Sara Miles, a self-described ‘blue-state, secular intellectual; a lesbian; a left-wing journalist with a habit of scepticism,’ in her book Take This Bread, tells when she wandered into a church one day and ‘ate Jesus.’ She was hungering and thirsting for righteousness, and ‘found it at the material core of Christianity: body, blood, bread, wine, poured out freely, shared by all’. She discovered a religion rooted in the most ordinary yet subversive practice: a dinner table where everyone is welcome, where the despised and outcasts are honoured.’ This led her to start a ministry centred on real food, real hunger, and real bodies by opening food pantries all over San Francisco and feeling hundreds of people each week. Her work led her, as she says, to meet ‘thieves, child abusers, millionaires, day labourers, politicians, schizophrenics, gangsters, and bishops.’ Her community widened in many ways.

 

We recognise in the gospel that the Resurrection is always life-changing. Jesus’ greeting of peace is a recurring gift and challenge. It is the only way to accept the radical message of resurrection. Though following Christ is not always clear, we can live by love and hospitality.… as God has loved us. That love varies and changes depending on whoever we encounter. Jesus’ love was countercultural and is even considered ‘sinful’ by the authorities as is the case Europe, the USA and Australia in recent years. Our actions, our advocacy, our striving for peace with justice, our being with people considered ‘outsiders’ or the underside of the world (refugees, people who are homeless or unemployed or underemployed, gay and lesbian and other genders) might raise eyebrows and lead to problems or conflict. But, the love that Jesus inspires is always about relationship, not legalistic. Pastoral, not dogmatic. Liberating, not constricting or dominating. Other-centred, not self-centred. Embodying these actions in our lives, despite the risks and doubts, despite opposition, shows that Jesus is truly risen. Jesus’ offer of ‘peace’ (shalom) conveys a challenge to each of us:  what are you doing to make the world look more like God’s world rather that organised by governments, multi-national corporations, markets, organised religion and the like? These drive the spikes and nails into the hands and feet of our sisters and brothers and are incapable or unwilling to recognise or respond to the wounds - see my hands, see my feet.

 

Jesus’ hunger is connected (cf. Matthew 25) with hungry people being fed, naked people being clothed, people in prison being visited; people who are strangers, migrants, asylum seekers being welcomed. Their wounds are his wounds! This is challenge not only for our society but also our churches. It remarkable that Jesus choses to share what is most revealing about himself: the unmistakable signs of his crucifixion, defeat and vulnerability which he shares with crucified humanity.
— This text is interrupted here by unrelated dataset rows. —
PR #2016, opened 2020-03-12
Optimize StartRetrieveHistory->RetrieveTxBlocks

kaikawaliu:
## Description

Related Issue:
https://github.com/Zilliqa/Issues/issues/614 

Actually the retrieval of all the txn blocks into memory is not essential, which were used to serve getting the lastest block number...
Besides, `CircularArray` was also modified so no need to populate the array with every blocks in history to get the latest view of the blockchain.

## Backward Compatibility

### Implementation

- [x] **ready for review**

- [x] local machine test

- [ ] small-scale cloud test


sandipbhoir:
Looks good. Please run the small scale test with at least recovery of `ds node` and `level2lookup`

PR #2040, opened 2020-04-17
Add missing deletion

ansnunez:
## Backward Compatibility

### Implementation

- [x] **ready for review**

- [ ] local machine test

- [ ] small-scale cloud test


src/libZilliqa/Zilliqa.cpp
```diff
@@ -452,5 +452,6 @@ void Zilliqa::Dispatch(pair<bytes, Peer>* message) {
   // Queue message
   if (!m_msgQueue.bounded_push(message)) {
     LOG_GENERAL(WARNING, "Input MsgQueue is full");
+    delete message;
```
kaikawaliu, line 455: The deletion of account, prototxn and job is fine.
But the message in Zilliqa::Dispatch should be handled with more care, since it takes a pointer externally, deleting it might be dangerous if the pointer is further reused after the function, it's better to make it wrapped with shared_ptr

PR #3010, opened 2022-09-20
[master] vrs add to signature

n-hutton:
Re-use the functions in EthCrypto. Tests to follow.

### DIFF
--- a/src/libCrypto/EthCrypto.cpp
+++ b/src/libCrypto/EthCrypto.cpp
@@ -17,6 +17,7 @@
 
 #include "EthCrypto.h"
 #include <boost/algorithm/string.hpp>
+#include <boost/format.hpp>
 #include "libData/AccountData/Address.h"
 #include "libUtils/DataConversion.h"
 #include "libUtils/Logger.h"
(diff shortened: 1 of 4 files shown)


src/libCrypto/EthCrypto.cpp
```diff
@@ -415,7 +416,7 @@ bytes GetOriginalHash(TransactionCoreInfo const& info, uint64_t chainId) {
 
 // From a zilliqa TX, get the RLP that was sent to the node to create it
 std::string GetTransmittedRLP(TransactionCoreInfo const& info, uint64_t chainId,
-                              std::string signature) {
+                              std::string signature, uint64_t& recid) {
```
n-hutton, line 419: make it such that we can extract the recovery ID when we get the transmitted RLP

src/libServer/JSONConversion.cpp
```diff
@@ -693,25 +690,25 @@ const Json::Value JSONConversion::convertTxtoEthJson(
...
+  if (!tx.GetCode().empty() && IsNullAddress(tx.GetToAddr())) {
     retJson["contractAddress"] =
         "0x" +
-        Account::GetAddressForContract(txn.GetTransaction().GetSenderAddr(),
-                                       txn.GetTransaction().GetNonce() - 1)
+        Account::GetAddressForContract(tx.GetSenderAddr(), tx.GetNonce() - 1)
             .hex();
   }
   retJson["type"] = "0x0";
+  std::string sig{tx.GetSignature()};
```
n-hutton, line 708: The fix is here

PR #3014, opened 2022-09-20
[master] initial commit of int test

n-hutton:
This test adds an integration test to the CI and fixes a bug it found. Comments are inline. Jenkins is the only CI that runs this (not travis)


scripts/integration_test.sh
```diff
@@ -17,65 +17,98 @@
...
-
-    # Modify constants.xml for use by isolated server
-    cp constants.xml constants_backup.xml
-    sed -i 's/.LOOKUP_NODE_MODE.false/<LOOKUP_NODE_MODE>true/g' constants.xml
-    sed -i 's/.ENABLE_EVM>.*/<ENABLE_EVM>true<\/ENABLE_EVM>/g' constants.xml
-    sed -i 's/.EVM_SERVER_BINARY.*/<EVM_SERVER_BINARY>\/home\/travis\/build\/Zilliqa\/Zilliqa\/evm-ds\/target\/release\/evm-ds<\/EVM_SERVER_BINARY>/g' constants.xml
-    sed -i 's/.EVM_LOG_CONFIG.*/<EVM_LOG_CONFIG>\/home\/travis\/build\/Zilliqa\/Zilliqa\/evm-ds\/log4rs.yml<\/EVM_LOG_CONFIG>/g' constants.xml
+# Firstly determine if the user is running this locally, or is this in the CI
+
+RUNNING_LOCALLY=1
```
n-hutton, line 22: determine if running locally since users will want to run this script locally if it fails on CI

src/libCrypto/EthCrypto.cpp
```diff
@@ -389,7 +389,7 @@ bytes GetOriginalHash(TransactionCoreInfo const& info, uint64_t chainId) {
   rlpStreamRecreated << info.nonce;
   rlpStreamRecreated << info.gasPrice;
   rlpStreamRecreated << info.gasLimit;
-  bytes toAddr{};
+  bytes toAddr(20, 0);  // Default is empty address
```
n-hutton, line 392: For contract creation, the tx hash generation would not work because it didn't reconstruct the RLP correctly (it needs 40 0s here.

I do not think this is an issue, but we will get into trouble if leaving the address blank rather than a null address is also a valid way to create a contract.

valeryz: I think this is not correct.  I had so much debugging and confusion in the past, I don't think you should revert it.

image

valeryz (commented):
Please don't change the handling of empty address for contract creation txns.  This is non-intuitive and was hard to understand why it didn't work :)

valeryz (approved):

PR #3015, opened 2022-09-20
[master] Fix the problem with JSON parser crashing

valeryz:
## Description
Multiple changes:

1. Upgrade the nlohmann parser to the latest version (doesn't help by itself, but hopefully useful to keep it current).
2. Log the return value from EVM for future debugging.
3. Remove to_string() in the code handling the exit_reason. It is not necessary, and in fact the branch above doesn't use it.
4. Remove multithreading wrapper in the handling of eth_call

## Backward Compatibility

### Implementation

- [ ] **ready for review**

- [ ] local machine test

- [ ] small-scale cloud test


moboware (commented):
ok

moboware (approved):

src/libData/AccountData/AccountStoreSCEvm.cpp
```diff
@@ -254,15 +237,23 @@ uint64_t AccountStoreSC<MAP>::InvokeEvmInterpreter(
 template <class MAP>
 bool AccountStoreSC<MAP>::ViewAccounts(EvmCallParameters& params, bool& ret,
                                        std::string& result) {
-  TransactionReceipt rcpt;
   uint32_t evm_version{0};
-  evmproj::CallResponse response;
+  evmproj::CallResponse response{};
+
+#if 0
```
valeryz, line 243: Here we have two problems:
1. The eth_call doesn't have anything to do with the transaction, so even the fact that TransactionReceipt is involved indicates that calling through EvmCallRunner is superfluous here.
2. Reintroducing multithreading, even though via std::async might mean reintroducing the problem of the crash again (since we don't know exactly why it was crashing, and it was one of the hypotheses).

@CSideSteve PTAL

CSideSteve (approved):
Prettier and safer now :-)

PR #3023, opened 2022-09-22
[master] Fix broken test in master

n-hutton:
One of the tests in evm server fails and was merged to master - comments are inline

### DIFF
--- a/scripts/integration_test.sh
+++ b/scripts/integration_test.sh
@@ -76,6 +76,7 @@ else
     fi
 
     if [[ -d /home/jenkins ]]; then
+        pwd
         ls /home/jenkins/agent/workspace/ZilliqaCIJenkinsfile_PR-*/evm-ds/target/release/evm-ds
 
         # For convenience move the required files to tmp directory
--- a/scripts/integration_test.sh
+++ b/scripts/integration_test.sh
@@ -80,8 +80,8 @@ else
         ls /home/jenkins/agent/workspace/ZilliqaCIJenkinsfile_PR-*/evm-ds/target/release/evm-ds
 
         # For convenience move the required files to tmp directory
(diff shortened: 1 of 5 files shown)


scripts/integration_test.sh
```diff
@@ -76,6 +76,7 @@ else
     fi
 
     if [[ -d /home/jenkins ]]; then
+        pwd
```
n-hutton, line 79: this will be used to fix the integration test on master

tests/EvmLookupServer/Test_EvmLookupServer.cpp
```diff
@@ -69,10 +69,17 @@ std::unique_ptr<LookupServer> getLookupServer() {
   return lookupServer;
 }
 
-// Convenience fn only used to test Eth TXs
+// Convenience fn only used to test Eth TXs.
```
n-hutton, line 72: The transaction and its receipt are stored in this test. The TX receipt needs to have the epoch number in it so that when retrieving it later it doesn't just fail.

tests/EvmLookupServer/Test_EvmLookupServer.cpp
```diff
@@ -1007,19 +1014,24 @@ BOOST_AUTO_TEST_CASE(test_eth_get_transaction_by_hash) {
...
   for (const auto& transaction : transactions) {
     bytes body;
     transaction.Serialize(body, 0);
     BlockStorage::GetBlockStorage().PutTxBody(
         EPOCH_NUM, transaction.GetTransaction().GetTranID(), body);
   }
 
+  // Need to create a block with our TXs in since that is referenced in the
+  // transaction receipt (tx index)
+  buildCommonEthBlockCase(mediator, EPOCH_NUM, transactions, pairOfKey);
```
n-hutton, line 1033: Similarly, there needs to be a block matching the block number that the TX receipt is of. This is used when getting TX by hash etc since the TX receipt needs to know its index in the block etc.

valeryz (approved):

PR #3026, opened 2022-09-23
[master] upgrade lohmann parser to 3.11.2

moboware:
## Backward Compatibility

### Implementation

- [x] **ready for review**

- [x] local machine test

- [ ] small-scale cloud test


CSideSteve (approved):

vcpkg.json
```diff
@@ -26,10 +29,25 @@
   ],
   "builtin-baseline": "f93ba152d55e1d243160e690bc302ffe8638358e",
   "overrides": [
-    { "name": "jsoncpp", "version-string": "1.8.1-1" },
-    { "name": "openssl", "version-string": "1.1.1n" },
-    { "name": "protobuf", "version": "3.9.1" },
-    { "name": "libmicrohttpd", "version-string": "0.9.63#7" }
+    {
+      "name": "nlohmann-json",
+      "version-string": "3.11.2"
```
yaron-zilliqa, line 34: vcpkg doesn't have 3.11.2. The highest version is 3.10.5.

yaron-zilliqa (changes requested):

vcpkg.json
moboware: Did you run the code? Because I have that version downloaded in vcpck

yaron-zilliqa: Here's what I got when running cmake:

Error: No version entry for nlohmann-json at version 3.11.2. This may be fixed by updating vcpkg to the latest master via `git pull`.
Available versions:
    3.10.5#3
    3.10.5#2
    3.10.5#1
    3.10.5
    3.10.4
    3.10.2
    3.9.1
    3.9.0
    3.8.0#2
    3.8.0
    3.7.3
    3.7.0
    3.6.1
    3.6.0
    3.5.0-5
    3.5.0
    3.4.0
    3.3.0
    3.2.0
    3.1.2
    3.1.0
    3.0.1
    3.0.0
    2.1.1-1
    2.1.1
`

valeryz: Our upgrade attempt was to solve a particular bug, but nlohmann version doesn't seem to affect that.   FWIW, we can keep the older version if it is easier/cleaner for vcpkg.

moboware: We can use 3.10.5 as long it is clear from the vcpkg.json file which version we are importing. 
And that should be a general thing to do in the vcpkg.json file for all packages.

yaron-zilliqa (approved):

PR #3028, opened 2022-09-23
[master] ZIL-4688: fix missing pip3

yaron-zilliqa:
2. Don't re-compile cryptoutils in dependencies each time.

## Backward Compatibility

### Implementation

- [x] **ready for review**

- [ ] local machine test

- [ ] small-scale cloud test

### DIFF
--- a/docker/Dockerfile
+++ b/docker/Dockerfile
@@ -191,5 +191,9 @@ ENV LD_LIBRARY_PATH=${INSTALL_DIR}/lib
 RUN python3 -m pip install --upgrade pip setuptools wheel \
   && python3 -m pip install --no-cache-dir -r requirements3.txt
 
+RUN echo '#!/bin/bash\npython3 -m pip "$@"' > /usr/bin/pip3 \
+  && chmod a+x /usr/bin/pip3 \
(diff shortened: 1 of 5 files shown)


docker/Dockerfile
```diff
@@ -191,5 +191,9 @@ ENV LD_LIBRARY_PATH=${INSTALL_DIR}/lib
 RUN python3 -m pip install --upgrade pip setuptools wheel \
   && python3 -m pip install --no-cache-dir -r requirements3.txt
 
+RUN echo '#!/bin/bash\npython3 -m pip "$@"' > /usr/bin/pip3 \
```
valeryz, line 194: I'm surprised the binary isn't installed, maybe it lives in a different path somewhere? That wrapper works too of course, if nothing else helps ...

valeryz (approved):

docker/Dockerfile
yaron-zilliqa: It isn't installed because I explicitly uninstalled the default python environment. We need to use the vcpkg compiled python and it's proved tricky to have both environments so I'd rather have just the one we need to prevent any collisions in the future.

PR #3029, opened 2022-09-23
[master] Fix travis test issue

n-hutton:
Travis always passes. This makes it such that it does not always pass if your tests fail. You can see here if you look at the commits I make travis fail when the test fails (when before it passes). Changing ; to && fixes this


valeryz (approved):
nice find, thanks!

PR #3032, opened 2022-09-25
[master] Extend basic integration tests

n-hutton:
add integration tests for most of the API, except parts which are not on the isolated server


scripts/integration_test.sh
```diff
@@ -92,7 +92,7 @@ else
     fi
 
     echo "Starting isolated server"
-    ./build/bin/isolatedServer -f isolated-server-accounts.json -u 999 -t 3000 &
+    ./build/bin/isolatedServer -f isolated-server-accounts.json -u 999 &
```
n-hutton, line 95: Don't run it in block generation mode

src/libServer/JSONConversion.cpp
```diff
@@ -166,7 +166,7 @@ const Json::Value JSONConversion::convertTxBlocktoEthJson(
   retJson["timestamp"] = (boost::format("0x%x") % timestamp).str();
   retJson["version"] = (boost::format("0x%x") % txheader.GetVersion()).str();
   // Required by ethers
-  retJson["extraData"] = "0x";
+  retJson["extraData"] = "0x0";
```
n-hutton, line 169: needs to be valid hex

its-saeed (approved):

PR #3033, opened 2022-09-26
[master] Adding contract interaction tests using web3js

bzawisto:
## Description
PR adds missing coverage with web3-js.

## Backward Compatibility

### Implementation

- [x] **ready for review**

- [ ] local machine test

- [ ] small-scale cloud test


tests/EvmAcceptanceTests/helper/Web3Helper.js
```diff
@@ -29,6 +29,15 @@ class Web3Helper {
 
         return deployedContract;
     }
+
+    async getCommonOptions(base = {}) {
```
its-saeed, line 33: One note. I found it more idiomatic in javascript to have a variable and extend it with properties and methods instead of writing a class for it. something like `GeneralHelper.js` what do you think? It makes more sense because most of the functions are static functions and they don't have any related state. If you agree, please revert web3js helper to its previous state.

bzawisto: Sure, will do. What about making these methods static instead?

its-saeed: Sounds good. I guess all of them become static including the variables. making them static, or what I suggested, eliminate the need of instantation of Web3Helper class.

tests/EvmAcceptanceTests/test/ContractDeployment.js
```diff
@@ -364,15 +358,13 @@ describe("Contract Deployment", function () {
             })
         });
 
-        describe("When web3.js is used", function () {
+        describe("When web3.js is used 1234", function () {
```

Richard Hays asks, ‘If the resurrection has broken into the world, however, why do we still live a world entangled in violence, injustice, and death? Why do innocent people continue to die in bombings, in senseless shootings, in acts of terror? Why the senseless violence, structural and physical, against Black people? Why does cancer continue to eat away at our bodies? (‘This is the day the Lord has made: Living the resurrection in a time of violence and despair’, ABC Religion and Ethics April 4, 2021). When Dietrich Bonhoeffer was being led to his execution, a prison guard found a piece of paper with the words, ‘Only a suffering God can help.’ Paradoxically Jesus’ wounds pulled the disciples out of disbelief into a radical, life-altering faith. Even in the resurrection, Jesus’ witness was a witness of scars. If this Jesus is real, trustworthy and approachable, maybe people need to see our scars rather than our piety and to see our vulnerability rather than our power. ‘Only a suffering God can help.’  We have been given new life by Jesus’s resurrection. Our role is to represent his presence, because his resurrection determines the shape of the life we life now and together we can say to the powers that they will be defeated.